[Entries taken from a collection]

PR #11780, opened 2021-08-19
refactor(lsp): use deno_ast and cache swc ASTs

### LINKED ISSUE #11345: lsp: cache swc ASTs

### LINKED ISSUE #11854: Support class static blocks (Stage-3)
A Stage-3 proposal to allow static initialisation blocks: https://github.com/tc39/proposal-class-static-block

- [x] v8 tracking bug: https://bugs.chromium.org/p/v8/issues/detail?id=11375
- [x] Shipping in TypeScript 4.4: https://devblogs.microsoft.com/typescript/announcing-typescript-4-4/#static-blocks #11678 
- [ ] swc issue: https://github.com/swc-project/swc/issues/2125
  - [x] https://github.com/swc-project/swc/issues/2195
- [x] deno fmt issue: https://github.com/dprint/dprint-plugin-typescript/issues/273

dsherret:
This change integrates `deno_ast` and lazily caches/reuses swc AST in the language server.

I've yet to come up with a benchmark I think is worthwhile to have... given that swc is already so fast this change is only noticable with very large files. I would say this isn't so much a performance improvement, but rather just a refactoring.

Closes #11345
Closes #11854


cli/lsp/documents.rs
```diff
@@ -350,15 +324,15 @@ impl DocumentCache {
 
   pub fn line_index(&self, specifier: &ModuleSpecifier) -> Option<LineIndex> {
     let doc = self.docs.get(specifier)?;
-    doc.line_index.clone()
+    Some(doc.source().line_index().clone())
```
dsherret, line 327: This could be changed to not clone, but we can worry about that in a future refactoring...

cli/tools/fmt.rs
```diff
@@ -91,14 +89,10 @@ pub async fn format(
 
 /// Formats markdown (using https://github.com/dprint/dprint-plugin-markdown) and its code blocks
 /// (ts/tsx, js/jsx).
-fn format_markdown(
-  file_text: &str,
-  ts_config: dprint_plugin_typescript::configuration::Configuration,
```
dsherret, line 96: Config objects were being needlessly passed around.

cli/tools/lint.rs
```diff
@@ -277,24 +278,27 @@ pub fn format_diagnostic(
 ) -> String {
   let mut lines = vec![];
 
-  for i in range.start.line..=range.end.line {
-    lines.push(source_lines[i - 1].to_string());
```
dsherret, line 281: The transition away from 1-indexed non-display values hasn't completed yet, but the change was done in deno_lint (except for json serialization).

cli/Cargo.toml
```diff
@@ -72,6 +72,7 @@ log = { version = "0.4.14", features = ["serde"] }
 lspower = "1.1.0"
 notify = "5.0.0-pre.10"
 num_cpus = "1.13.0"
+once_cell = "1.8.0"
```
dsherret, line 75: This is already used in downstream dependencies and is being evaluated for the Rust standard library. It allows us to lazily create a value in a multi-threaded environment and then return a reference to that created value.

dsherret:
@kitsonk this is in draft because of the failing build due to problems I encountered integrating, but it's good enough for a review.

(see the PR description—I shouldn't have updated swc in the crates so that I wouldn't need to bump deno_doc)

kitsonk (commented):
LGTM, while it may only appreciably impact performance with large documents, especially with the language server, we likely want to take every ms.

dsherret (commented):
Apologies for the massive PR, but at least it removes 700 lines of code from the CLI 🙂

cli/file_fetcher.rs
```diff
@@ -52,7 +52,7 @@ pub struct File {
   /// The resolved media type for the file.
   pub media_type: MediaType,
   /// The source of the file as a string.
-  pub source: String,
+  pub source: Arc<String>,
```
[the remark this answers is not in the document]
bartlomieju: That's reasonable 👍

cli/lsp/analysis.rs
```diff
@@ -131,17 +134,12 @@ fn as_lsp_range(range: &deno_lint::diagnostic::Range) -> Range {
...
 ) -> Result<Vec<Reference>, AnyError> {
-  let syntax = ast::get_syntax(media_type);
+  let syntax = deno_ast::get_syntax(parsed_source.media_type());
   let lint_rules = rules::get_recommended_rules();
   let linter = create_linter(syntax, lint_rules);
-  // TODO(@kitsonk) we should consider caching the swc source file versions for
-  // reuse by other processes
-  let (_, lint_diagnostics) =
-    linter.lint(specifier.to_string(), source_code.to_string())?;
+  let lint_diagnostics = linter.lint_with_ast(parsed_source);
```
bartlomieju, line 142: Nice

cli/lsp/analysis.rs
```diff
@@ -388,12 +396,15 @@ pub fn analyze_dependencies(
       {
         dep.maybe_type_specifier_range = Some(Range {
           start: Position {
-            line: (loc.line - 1) as u32,
-            character: (loc.col + 1) as u32,
+            line: loc.line_index as u32,
+            // +1 to skip quote
```
bartlomieju, line 400: I'm not sure I understand what this comment means

cli/lsp/code_lens.rs
```diff
@@ -370,36 +372,37 @@ pub(crate) async fn resolve_code_lens(
...
-      .ok_or_else(|| anyhow!("Missing text content: {}", specifier))?;
-    let media_type = language_server
-      .get_media_type(specifier)
-      .ok_or_else(|| anyhow!("Missing media type: {}", specifier))?;
-    // we swallow parsed errors, as they are meaningless here.
-    // TODO(@kitsonk) consider caching previous code_lens results to return if
-    // there is a parse error to avoid issues of lenses popping in and out
-    if let Ok(parsed_module) =
-      analysis::parse_module(specifier, &source, &media_type)
-    {
```
bartlomieju, line 397: This is way clearer

cli/lsp/analysis.rs
dsherret: The `+ 1` on the next line is to skip over the quote of the string literal. Do you have a suggestion for a better comment?

bartlomieju (commented):
Great to see so much code being removed

cli/lsp/analysis.rs
bartlomieju: Okay then in case of `end` shouldn't it be `-1` to skip the quote? Otherwise it will include the quote, won't it? Maybe I misunderstood something then just ignore the comment :)

kitsonk: Sorry I didn't comment it originally, but feels like we need a test here, as there was so much manipulation... Yeah we are trying to ignore the quotes around the string literal, but it brings into question what is happening on line 406.

cli/lsp/documents.rs
```diff
@@ -114,59 +118,39 @@ impl DocumentData {
     &mut self,
     content_changes: Vec<lsp::TextDocumentContentChangeEvent>,
   ) -> Result<(), AnyError> {
-    if self.bytes.is_none() {
-      return Ok(());
-    }
-    let content = &mut String::from_utf8(self.bytes.clone().unwrap())
-      .context("unable to parse bytes to string")?;
```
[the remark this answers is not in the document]
kitsonk: It was being stored as bytes because that is what rust-analyzer did, and I didn't know how we were going to deal with it and handle it, so it was best to copy that pattern and figure out challenges later.

kitsonk (approved):
LGTM

cli/lsp/analysis.rs
dsherret: No, `loc.column_index + 1` is the start and then it's `start + specifier.chars().count()` to get the end. What I'll do is extract out `loc.column_index + 1` to a common variable (but will do that tomorrow).

dsherret: Oh, wait, I see what you mean. I think `specifier` doesn't include the quotes, but `loc` does IIRC. I will investigate it tomorrow.

dsherret: Considering this code hasn't changed and that we're going to replace this logic with what's in deno_graph, I'm just going to resolve this comment and merge.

Exercise prompt: Each entry needs to be copied out exactly.

Response box:
PR #11780, opened 2021-08-19
refactor(lsp): use deno_ast and cache swc ASTs

### LINKED ISSUE #11345: lsp: cache swc ASTs

### LINKED ISSUE #11854: Support class static blocks (Stage-3)
A Stage-3 proposal to allow static initialisation blocks: https://github.com/tc39/proposal-class-static-block

- [x] v8 tracking bug: https://bugs.chromium.org/p/v8/issues/detail?id=11375
- [x] Shipping in TypeScript 4.4: https://devblogs.microsoft.com/typescript/announcing-typescript-4-4/#static-blocks #11678 
- [ ] swc issue: https://github.com/swc-project/swc/issues/2125
  - [x] https://github.com/swc-project/swc/issues/2195
- [x] deno fmt issue: https://github.com/dprint/dprint-plugin-typescript/issues/273

dsherret:
This change integrates `deno_ast` and lazily caches/reuses swc AST in the language server.

I've yet to come up with a benchmark I think is worthwhile to have... given that swc is already so fast this change is only noticable with very large files. I would say this isn't so much a performance improvement, but rather just a refactoring.

Closes #11345
Closes #11854


cli/lsp/documents.rs
```diff
@@ -350,15 +324,15 @@ impl DocumentCache {
 
   pub fn line_index(&self, specifier: &ModuleSpecifier) -> Option<LineIndex> {
     let doc = self.docs.get(specifier)?;
-    doc.line_index.clone()
+    Some(doc.source().line_index().clone())
```
dsherret, line 327: This could be changed to not clone, but we can worry about that in a future refactoring...

cli/tools/fmt.rs
```diff
@@ -91,14 +89,10 @@ pub async fn format(
 
 /// Formats markdown (using https://github.com/dprint/dprint-plugin-markdown) and its code blocks
 /// (ts/tsx, js/jsx).
-fn format_markdown(
-  file_text: &str,
-  ts_config: dprint_plugin_typescript::configuration::Configuration,
```
dsherret, line 96: Config objects were being needlessly passed around.

cli/tools/lint.rs
```diff
@@ -277,24 +278,27 @@ pub fn format_diagnostic(
 ) -> String {
   let mut lines = vec![];
 
-  for i in range.start.line..=range.end.line {
-    lines.push(source_lines[i - 1].to_string());
```
dsherret, line 281: The transition away from 1-indexed non-display values hasn't completed yet, but the change was done in deno_lint (except for json serialization).

cli/Cargo.toml
```diff
@@ -72,6 +72,7 @@ log = { version = "0.4.14", features = ["serde"] }
 lspower = "1.1.0"
 notify = "5.0.0-pre.10"
 num_cpus = "1.13.0"
+once_cell = "1.8.0"
```
dsherret, line 75: This is already used in downstream dependencies and is being evaluated for the Rust standard library. It allows us to lazily create a value in a multi-threaded environment and then return a reference to that created value.

dsherret:
@kitsonk this is in draft because of the failing build due to problems I encountered integrating, but it's good enough for a review.

(see the PR description—I shouldn't have updated swc in the crates so that I wouldn't need to bump deno_doc)

kitsonk (commented):
LGTM, while it may only appreciably impact performance with large documents, especially with the language server, we likely want to take every ms.

dsherret (commented):
Apologies for the massive PR, but at least it removes 700 lines of code from the CLI 🙂

cli/file_fetcher.rs
```diff
@@ -52,7 +52,7 @@ pub struct File {
   /// The resolved media type for the file.
   pub media_type: MediaType,
   /// The source of the file as a string.
-  pub source: String,
+  pub source: Arc<String>,
```
[the remark this answers is not in the document]
bartlomieju: That's reasonable 👍

cli/lsp/analysis.rs
```diff
@@ -131,17 +134,12 @@ fn as_lsp_range(range: &deno_lint::diagnostic::Range) -> Range {
...
 ) -> Result<Vec<Reference>, AnyError> {
-  let syntax = ast::get_syntax(media_type);
+  let syntax = deno_ast::get_syntax(parsed_source.media_type());
   let lint_rules = rules::get_recommended_rules();
   let linter = create_linter(syntax, lint_rules);
-  // TODO(@kitsonk) we should consider caching the swc source file versions for
-  // reuse by other processes
-  let (_, lint_diagnostics) =
-    linter.lint(specifier.to_string(), source_code.to_string())?;
+  let lint_diagnostics = linter.lint_with_ast(parsed_source);
```
bartlomieju, line 142: Nice

cli/lsp/analysis.rs
```diff
@@ -388,12 +396,15 @@ pub fn analyze_dependencies(
       {
         dep.maybe_type_specifier_range = Some(Range {
           start: Position {
-            line: (loc.line - 1) as u32,
-            character: (loc.col + 1) as u32,
+            line: loc.line_index as u32,
+            // +1 to skip quote
```
bartlomieju, line 400: I'm not sure I understand what this comment means

cli/lsp/code_lens.rs
```diff
@@ -370,36 +372,37 @@ pub(crate) async fn resolve_code_lens(
...
-      .ok_or_else(|| anyhow!("Missing text content: {}", specifier))?;
-    let media_type = language_server
-      .get_media_type(specifier)
-      .ok_or_else(|| anyhow!("Missing media type: {}", specifier))?;
-    // we swallow parsed errors, as they are meaningless here.
-    // TODO(@kitsonk) consider caching previous code_lens results to return if
-    // there is a parse error to avoid issues of lenses popping in and out
-    if let Ok(parsed_module) =
-      analysis::parse_module(specifier, &source, &media_type)
-    {
```
bartlomieju, line 397: This is way clearer

cli/lsp/analysis.rs
dsherret: The `+ 1` on the next line is to skip over the quote of the string literal. Do you have a suggestion for a better comment?

bartlomieju (commented):
Great to see so much code being removed

cli/lsp/analysis.rs
bartlomieju: Okay then in case of `end` shouldn't it be `-1` to skip the quote? Otherwise it will include the quote, won't it? Maybe I misunderstood something then just ignore the comment :)

kitsonk: Sorry I didn't comment it originally, but feels like we need a test here, as there was so much manipulation... Yeah we are trying to ignore the quotes around the string literal, but it brings into question what is happening on line 406.

cli/lsp/documents.rs
```diff
@@ -114,59 +118,39 @@ impl DocumentData {
     &mut self,
     content_changes: Vec<lsp::TextDocumentContentChangeEvent>,
   ) -> Result<(), AnyError> {
-    if self.bytes.is_none() {
-      return Ok(());
-    }
-    let content = &mut String::from_utf8(self.bytes.clone().unwrap())
-      .context("unable to parse bytes to string")?;
```
[the remark this answers is not in the document]
kitsonk: It was being stored as bytes because that is what rust-analyzer did, and I didn't know how we were going to deal with it and handle it, so it was best to copy that pattern and figure out challenges later.

kitsonk (approved):
LGTM

cli/lsp/analysis.rs
dsherret: No, `loc.column_index + 1` is the start and then it's `start + specifier.chars().count()` to get the end. What I'll do is extract out `loc.column_index + 1` to a common variable (but will do that tomorrow).

dsherret: Oh, wait, I see what you mean. I think `specifier` doesn't include the quotes, but `loc` does IIRC. I will investigate it tomorrow.

dsherret: Considering this code hasn't changed and that we're going to replace this logic with what's in deno_graph, I'm just going to resolve this comment and merge.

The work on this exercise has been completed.